Force démocratique
- Predecessor: Union des patriotes jurassiens
- Formation: March 1974
- Type: Political organization
- Purpose: Opposition to Jura separatism
- Region served: Bernese Jura

= Force démocratique =

Pro-Bernese organization in the Jura question

Force démocratique (FD), formerly known as the Union des patriotes jurassiens (UPJ), was a pro-Bernese organization active in the context of the Jura question in the Bernese Jura.

== History ==

=== Origins and the Union des patriotes jurassiens ===
The organization's origin dates back to the so-called "Manifesto of the 360", written by Roland Stähli and published in November 1952. This text rallied thousands of citizens opposed to the separatism of the Rassemblement Jurassien within a few weeks. This led to the founding of the Union des patriotes jurassiens (UPJ), whose first congress, chaired by Marc Houmard, was held in Saint-Imier in April 1953. The UPJ's primary objective was the defense of the interests of the Jura and the French language within the Canton of Bern.

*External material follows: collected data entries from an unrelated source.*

PR #231, opened 2020-01-02
MAE-171: Set Join Date Equal to Start Date

MiyaNoctem:
## Overview
When a new membership line item is added on Manage installments, membership status is always showing 'New' though the contribution payment status is pending.

Also Membership Since Date defaults to today's date always though we have membership start & end dates in the past.

## Before
Join date was always being set as today. No special treatment was being done to check if payment plan was pending, to set Membership as Pending.

## After
Join date is now set equal to start date.

When creating line item, set the membership's status to pending and set the skip status calculation to 1, so it is stored with that status.

## Notes
Added commit to fix line endings to Alter/CalculatedMembershipStatus hook class before implementing new logic.


CRM/MembershipExtras/Hook/Alter/CalculatedMembershipStatus.php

=== Formation of Force démocratique ===
In March 1974, facing the upcoming plebiscite, the UPJ took the name Force démocratique (FD), an umbrella organization bringing together the Sanglier group (youth), founded in 1973, and the Groupement féminin de Force démocratique, founded by Geneviève Aubry in 1974. Following the plebiscite of 23 June 1974, FD called for the continuation of the plebiscitary procedure.

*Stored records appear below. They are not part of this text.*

PR #235, opened 2020-01-08
MAE-188: Fix Start Dates for Lines Added with Different Recieve Date

MiyaNoctem:
## Overview
On Manage Installments screen, membership line start date should be the actual membership start dates and not the received date of the contribution.

While signing up membership using Webforms, received date of DD membership is set based on Payment collection run dates set on DD configuration. But it does affect the membership dates on Manage Installments which is not correct. 

Same issue, if membership is created using 'New membership' or 'Add Membership' option with a different received date, it updates the received date on Manage Installments as the membership start date.

## Before
When adding a membership, if the recieve date for the first installment was different to the start date of the membership, the dates shown on the Manage Future Installments Screen showed contribution recieve date as start date, instead of the membership's actual start date. This is beacuse the dates shown on the screen are calculated by checking the earliest start date of the plan's line items, which are all set to the recieve date of the first contribution.

## After
Fixed by using membership start dates for lines that are memberships when calculating earliest start date on the manage future installments form. Also added logic on line item creation to store the earliest membership's start date on line items start dates when the payment plan is created.

### DIFF
--- a/CRM/MembershipExtras/Hook/PostProcess/RecurringContributionLineItemCreator.php
+++ b/CRM/MembershipExtras/Hook/PostProcess/RecurringContributionLineItemCreator.php
@@ -58,8 +58,6 @@ class CRM_MembershipExtras_Hook_PostProcess_RecurringContributionLineItemCreator
     foreach ($lastContributionLineItems as $lineItemParams) {
       $this->createRecurLineItem($lineItemParams, $earliestStartDate);
     }
-
-    $this->updateRecurringContribution($earliestStartDate);
   }
 
   private function getLastContributionLineItems() {
@@ -141,13 +139,6 @@ class CRM_MembershipExtras_Hook_PostProcess_RecurringContributionLineItemCreator
       'line_item_id' => $lineItemCopy['id'],
       'start_date' => $lineStartDate,
       'auto_renew' => $autoRenew,
-    ]);
-  }
-
-  private function updateRecurringContribution($recurringContributionStartDate) {
-    civicrm_api3('ContributionRecur', 'create', [
-      'id' => $this->recurContributionID,
-      'start_date' => $recurringContributionStartDate,
     ]);
   }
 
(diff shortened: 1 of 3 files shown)


jamienovick:
@MiyaNoctem I'm a bit confused about the logic for the above.

How is the screen actually calculating the period start date? Which fields does it refer to specifically? Thanks

MiyaNoctem:
> How is the screen actually calculating the period start date? Which fields does it refer to specifically? Thanks

@jamienovick it was looking at the start date of each line item and using the earliest one for both the period and each line. 

We have 3 start dates in DB: membership start date (only for lines that are memberships), recurring line item start date, and recurring contribution start date. The recurring contribution start date and each recurring line item start date are set to the recieve date of the first installment. I've changed the logic in that screen so it checks membership start date instead of line item start date for line items that are memberships. Other lines (donations, events) will still use the line start date.

CRM/MembershipExtras/Hook/PostProcess/RecurringContributionLineItemCreator.php
```diff
@@ -103,11 +139,18 @@ private function createRecurLineItem($lineItemParams) {
     CRM_MembershipExtras_BAO_ContributionRecurLineItem::create([
       'contribution_recur_id' => $this->recurContributionID,
       'line_item_id' => $lineItemCopy['id'],
-      'start_date' => $this->recurContribution['start_date'],
+      'start_date' => $lineStartDate,
       'auto_renew' => $autoRenew,
     ]);
   }
 
+  private function updateRecurringContribution($recurringContributionStartDate) {
```
omarabuhussein: I don't think that this is in an alignment with what we are doing to do, the point was to separate the recur contribution/contributions from the membership dates, the recur contribution start date at the end might differ from the membership date but you here are forcing it to be the same as the earliest membership start date.

omarabuhussein: hence that we need the recur contribution start date to equal the (earliest membership start date +- cycle day) only upon renewal or offline renewal, but it should not be the case on creation (the user/admin might supply the start date of the payment plan) but this here does not account for that.

MiyaNoctem: Sounds good.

=== Post-1975 activities ===
Since the vote of 16 March 1975, which kept the districts of Moutier, Courtelary and La Neuveville in the Canton of Bern, FD, chaired by Marc-André Houmard since 1977, has actively participated in the reorganization of the Bernese Jura. FD accepted the establishment of the Assemblée interjurassienne in 1994 and approved the draft law on the special status of the Bernese Jura in 2003.

== Publications ==
Le Jurassien was the press organ of the anti-separatists from 1953 to 1979, replaced since then by Le Quinquet.